Yusuf Cape Vaper said:


> So, during the night I experienced something weird lol. I am a very imaginative person, and have always been one. This is probably due to the excessive amount of reading I do. Anyway, the point is; I dreamt about vaping! I vaped a really, really amazing custard juice! It was completely out of this world. I've only vaped one custard juice in my life and it wasn't anything to be happy about. Now I'm on the quest for the perfect custard? Any suggestions? I love custard. So a real custardy flavor would be perfect




Purple alien.
VM vanilla custard 
Skyblue nill a custard


----------



## Yusuf Cape Vaper (16/11/14)

Thanks guys. Will try it all out. I'm waiting for purple alien


----------



## rogue zombie (16/11/14)

Purple Alien is FREEKIN nice!


----------



## johan (16/11/14)

No 1. for pure custard flavor ejuice: Nicoticket's Custards Last Stand


----------



## Silver (16/11/14)

Lol @Yusuf Cape Vaper 
I have never dreamed about vaping - your post just made me think of that now, thanks
I am not a custard fan so cant advise you on a custard juice, sorry


----------



## Yusuf Cape Vaper (16/11/14)

I am a student and start work in December.

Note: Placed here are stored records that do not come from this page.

PR #2995, opened 2020-04-23
chore: update prettier to latest version

awentzel:
# Description
Upgrades Prettier and Husky.

## Motivation & context
Upgrades and improved maintainability and developer performance. Upgrade to newer versions while bringing packages into consistency and removing code duplication/bloat.  

1.  Upgrade Prettier
2. Upgrade Husky, significantly older, and remove from packages to eliminate unnecessary packages and usage.

## Issue type checklist

## Process & policy checklist


awentzel:
@chrisdholt link to failing GH Action for Windows https://github.com/microsoft/fast-dna/runs/607662272?check_suite_focus=true

awentzel:
Prettier is giving more issues and so I created a new bug #3022

awentzel:
> Holding on this until we know it solves the problem. I don't see anything related to this as a version bug in the changelog: https://github.com/prettier/prettier/blob/master/CHANGELOG.md#205
> 
> Is there a link to the failing build you can share?

After tons of testing, I did not find prettier or husky to be the culprit of broken local CI.  However, there are inconsistencies and old versions that I think it would be great to upgrade to.  I have done significant testing through this process and found no issues with these upgrades on CI, on local CI, or when running locally.

packages/react/fast-components-react-msft/package.json
```diff
@@ -106,7 +106,7 @@
     "focus-visible": "^4.1.5",
     "jest": "^25.4.0",
     "lodash-es": "^4.0.0",
-    "prettier": "2.0.2",
+    "prettier": "2.0.5",
```
nicholasrice, line 109: Is there a reason we're targeting a specific version and not latest?

chrisdholt: @nicholasrice prettier should always be fixed or we'll hit build breaks as they change/update/fix formatting issues as they see fit.

chrisdholt: It'll require a code change just for formatting which seems unnecessary. I'm not sure updating to latest here is necessary even as there are no changes from the version we are currently locked to.

awentzel: I think it's prudent to maintain up-to-date packages. I also disagree that we should fix any package.  It's much easier to troubleshoot issues when they happen as a result of a release, otherwise, it's like finding a needle in a haystack.

chrisdholt: To be super clear - we will NOT have issues if we fix this package. We 100% have issues with we Semver this package.

chrisdholt: Prettier calls this practice out specifically in their docs: https://prettier.io/docs/en/install.html

awentzel: By design.  We have always operated on the premise that keeping up-to-date is preferred and build breaks as a result of package dependencies is an acceptable risk.

chrisdholt: In that case, I'm going to hold on the PR. I fundamentally believe that the current build break is unrelated to this. This PR will introduce build breaks that are 100% avoidable by following previous precedence with prettier prior to the 2.0 update as well as prettier's own guidance.

awentzel: I am not suggesting this fixes the build break. I'm am suggesting that "100% avoidable" is not accurate, given the other bug filed on build break related to prettier.

awentzel:
> 2. How this PR solves an existing problem with prettier - there are no security risks associated, there are no changelog items for JS or TS files between the current pinned version and this pinned version being proposed.

This PR does NOT solve any existing problem.  Please see the description for details on this PR.

chrisdholt:
> > Holding on this until we know it solves the problem. I don't see anything related to this as a version bug in the changelog: https://github.com/prettier/prettier/blob/master/CHANGELOG.md#205
> > Is there a link to the failing build you can share?
> 
> After tons of testing, I did not find prettier or husky to be the culprit of broken local CI. However, there are inconsistencies and old versions that I think it would be great to upgrade to. I have done significant testing through this process and found no issues with these upgrades on CI, on local CI, or when running locally.

@awentzel, to my point - this PR does not change anything between the previous prettier version and the current version. The changelog for prettier details no pertinent changes for prettier that impact our repo. The version change doesn't have any effect. I'm fine investigating a change to Husky, my hold is not in reference to that.

I want to make sure that we agree that this dependency should be fixed in the package.json and not arbitrarily updated when new versions are available. That is the primary reason I'm holding here. The intent with prettier is formatting consistency that does not change over time and that we do not need to care about. Per prettier:

> We recommend pinning an exact version of prettier in your package.json as we introduce stylistic changes in patch releases.

The above quote details exactly why we should avoid updating this regularly. We should not be bothered by how the formatter decides to change spacing in a patch version and we should fix the versioning and "forget it" barring a API or significant issue unrelated to styling/formatting.

awentzel:
Closing issue and moving to the Steering committee to reach consensus on policy regarding package versions.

That means in December I can try out all these juices! Thanks guys


----------



## Dr Phil (16/11/14)

Yusuf Cape Vaper said:


> So, during the night I experienced something weird lol. I am a very imaginative person, and have always been one. This is probably due to the excessive amount of reading I do. Anyway, the point is; I dreamt about vaping! I vaped a really, really amazing custard juice! It was completely out of this world. I've only vaped one custard juice in my life and it wasn't anything to be happy about. Now I'm on the quest for the perfect custard? Any suggestions? I love custard. So a real custardy flavor would be perfect


Lol I can tell u what this dream means u should start ur own juice company


----------



## Bonez007 (16/11/14)

Whirling dervish!

Edit: and Aztec.


----------



## Andre (16/11/14)

Custards Last Stand (Nicoticket) - pure custard
Purple Alien (Rocket Sheep by Vapemob) - pure custard with a berry exhale
Kiss the Ring (Bombies by CloudFlavour) - light custard with fruity and cool exhale, and huge clouds. My current favourite.


----------



## gman211991 (16/11/14)

What about nicoticket custards last stand?


----------



## MorganSa (24/11/14)

never try it before, curious!


----------



## kimbo (24/11/14)

You will have some nice dreams if you vape on this

Reactions: Funny 2


----------



## RIEFY (24/11/14)

love purple alien


----------



## RIEFY (24/11/14)

need to try the bombies range


----------



## kimbo (24/11/14)

Cape vaping supplies said:


> love purple alien



she is kinda nice


----------



## Yusuf Cape Vaper (24/11/14)

I had a freshly wicked .2 ohm dripper juiced with purple alien the other day, and my word. She is the juice of my dreams! Can't wait for the stock to land. And for juicy joes to bring some of that nicoticket to Vape town. CLS is amazing I hear


----------



## Yusuf Cape Vaper (24/11/14)

Cape vaping supplies said:


> need to try the bombies range



I'm gonna get some dulce de leche by Marzuq soon. Lemme know if you want some


----------



## FireFly (26/4/15)

Had a Vape Nightmare last night... First Vape Related Dream...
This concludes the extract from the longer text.